Collected data entries
______

PR #889, opened 2021-06-29
Update debit_fee to include potential implicit burn storage

syuan100:
Updating a few new txns so debit_fee can track implicit burns.


abhay:
@syuan100 raised a good question in DMs. How do we ensure this method is used for all new transactions (that do implicit burn) going forward?

syuan100:
Gentle bump on this, hoping to get this merged in soon! Would like to post a v1 of the rosetta implementation on their forums at the end of this week 🤞

evanmcc (approved):

evanmcc:
@syuan100 thanks for this.  I think that the best way is probably to deprecate the version of debit fee that doesn't take the hash and the chain?

PR #891, opened 2021-06-30
change error to exit, filter dial issues

evanmcc:
#746  has made sync logging very noisy, because error was used instead of exit.  This PR fixes that and further filters out any dial error printing (which can be enabled with debug if needed).

### DIFF
--- a/src/blockchain_worker.erl
+++ b/src/blockchain_worker.erl
@@ -596,7 +596,7 @@ handle_info({'DOWN', SyncRef, process, _SyncPid, Reason},
             {Hash, Height} = State#state.snapshot_info,
             {noreply, snapshot_sync(Hash, Height, State)};
         _ ->
-            lager:info("block sync down reason ~p", [Reason]),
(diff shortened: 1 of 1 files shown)


src/blockchain_worker.erl
```diff
@@ -596,7 +596,7 @@ handle_info({'DOWN', SyncRef, process, _SyncPid, Reason},
             {Hash, Height} = State#state.snapshot_info,
             {noreply, snapshot_sync(Hash, Height, State)};
         _ ->
-            lager:info("block sync down reason ~p", [Reason]),
+            case Reason of dial -> ok; _ -> lager:info("block sync down: ~p", [Reason]) end,
```
madninja, line 599: the noise I was was for the error(dial).. is this to just silence untying to do with dialing?

Vagabond: yes, this just quiets failed dials (as opposed to timeouts and other failures)

madninja (approved):

PR #892, opened 2021-06-30
Delete corrupt ledger on open

Vagabond:


src/ledger/v1/blockchain_ledger_v1.erl
```diff
@@ -451,6 +451,8 @@ sweep_old_checkpoints(Ledger) ->
     ok.
 
 clean_checkpoints(#ledger_v1{dir = RecordDir}) ->
+    clean_checkpoints(RecordDir);
```
madninja, line 454: this doesn't hurt, but doesn't really do anything useful either right?

madninja (approved):

PR #895, opened 2021-07-01
Macpie/bloom fix

macpie:
I think I have identified why we see so many late packets it seems that the `ClientBloom` filter is miss configured.
I have a CT that can replicate potential issue. Not sure if this is just due to the algorithm or if the implementation is broken.

I went ahead and removed the client bloom anyway as it is mostly useless (I think, correct me if I am wrong). I seemed to be in place to avoid lookup but it is only a `maps:get` so it seems unnecessary.

I will try to test this asap on dev so I can confirm improvement.

### DIFF
--- a/src/state_channel/blockchain_state_channels_server.erl
+++ b/src/state_channel/blockchain_state_channels_server.erl
@@ -64,8 +64,7 @@
 -type sc_key() :: blockchain_state_channel_v1:id().
 -type sc_value() :: {blockchain_state_channel_v1:state_channel(), skewed:skewed()}.
 -type state_channels() :: #{sc_key() => sc_value()}.
--type bloom_value() :: {ClientBloom :: bloom_nif:bloom(), PacketBloom :: bloom_nif:bloom()}.
--type blooms() :: #{sc_key() => bloom_value()}.
+-type blooms() :: #{sc_key() => bloom_nif:bloom()}.
 -type streams() :: #{libp2p_crypto:pubkey_bin() => {pid(), reference()}}.
 
 -ifdef(TEST).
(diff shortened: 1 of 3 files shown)


src/state_channel/blockchain_state_channels_server.erl
```diff
@@ -915,23 +917,17 @@ update_sc_summary(ClientPubKeyBin, PayloadSize, DCPayloadSize, SC, ClientBloom,
...
+            lager:debug("update_sc_summary ~p", [blockchain_utils:addr2name(ClientPubKeyBin)]),
             %% Update summaries
             {NewSC, DidFit} = blockchain_state_channel_v1:update_summary_for(ClientPubKeyBin,
                                                                              NewSummary,
                                                                              SC,
-                                                                             bloom:check(ClientBloom, ClientPubKeyBin),
                                                                              MaxActorsAllowed),
-            ok = maybe_set_client_bloom(ClientPubKeyBin, ClientBloom, DidFit),
+            lager:debug("update_sc_summary ~p", [blockchain_utils:addr2name(ClientPubKeyBin)]),
+            lager:debug("update_sc_summary ~p", [blockchain_utils:addr2name(ClientPubKeyBin)]),
```
michaeldjeffrey, line 927: Double log here. 
Want to add some different text to the ones above?

macpie: i forgot my testing logs I need to remove them

test/blockchain_bloom_SUITE.erl
```diff
@@ -0,0 +1,46 @@
...
+
+all() ->
+    [
+        bloom_test
+    ].
+
+%% Right now we put about 1100 actors per SC with the current 15000000 size it seems to be causing issues
+%% I have here an exemple of a better tailored bloom. If you repeat this test it will pass 99% of the time
+%% if you decide to increase m (Number of bits in the filter)  it will start having issue and taking too long
+%% https://hur.st/bloomfilter/?n=1100&p=1.0E-6&m=&k=20
```
JayKickliter, line 25: For our purposes, how big of a deal is a false positive? We're calculating the size of the filter for a really small false-positive rate (0.0001 % ?). If size/speed is an issue, maybe we can increase the allowable FP rate?

JayKickliter:
> I think I have identified why we see so many late packets it seems that the ClientBloom filter is miss configured.

Looking at the test you added, I still don't understand what's wrong or how it was misconfigured. Can you elaborate please?

test/blockchain_bloom_SUITE.erl
macpie: we could it would not hurt I guess, but once I was able to tailor numbers better it was faster

PR #896, opened 2021-07-07
Write a ledger upgrade hook to fix witness last location nonces of 0

Vagabond:

PR #903, opened 2021-07-08
Trigger witness location nonces updates via ledger chainvar hooks

andymck:
The current defaulting to a value of zero for witness related nonce vars ( WitnessGW#gateway_v2.last_location_nonce and Witness#witness.added_location_nonce )  makes it difficult to converge on agreement for a new snap as the application of the default value is non deterministic ( for example a witness GW could reassert its location at any time and that update may not be seen at the same time across the spots thus the spots vary in the value of these vars )

The fix here is to default the mentioned two witness vars to the current nonce value of the witness GW and  to do so at a consistent point in time.  This is achieved by linking the updating of the vars to a chain var with a specific value.  The provides the necessary determinism to ensure the spots all have a consistent view and thus thereafter be able to converge on a new snap.

This PR pulls in and amends the following two previous PRs:

https://github.com/helium/blockchain-core/pull/352
https://github.com/helium/blockchain-core/pull/896

TODO:
------
There are a couple of TODO's noted in the comments, which should be reviewed

### DIFF
--- a/include/blockchain.hrl
+++ b/include/blockchain.hrl
@@ -27,6 +27,6 @@
 
 -define(BC_UPGRADE_NAMES, [<<"gateway_v2">>, <<"hex_targets">>, <<"gateway_oui">>,
                            <<"h3dex">>, <<"h3dex2">>,
-                           <<"gateway_lg3">>]).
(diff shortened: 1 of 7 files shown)


andymck:
superseded by https://github.com/helium/blockchain-core/pull/920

______

The records are given above. Copy each line in them that holds "better".

+%% I have here an exemple of a better tailored bloom. If you repeat this test it will pass 99% of the time
macpie: we could it would not hurt I guess, but once I was able to tailor numbers better it was faster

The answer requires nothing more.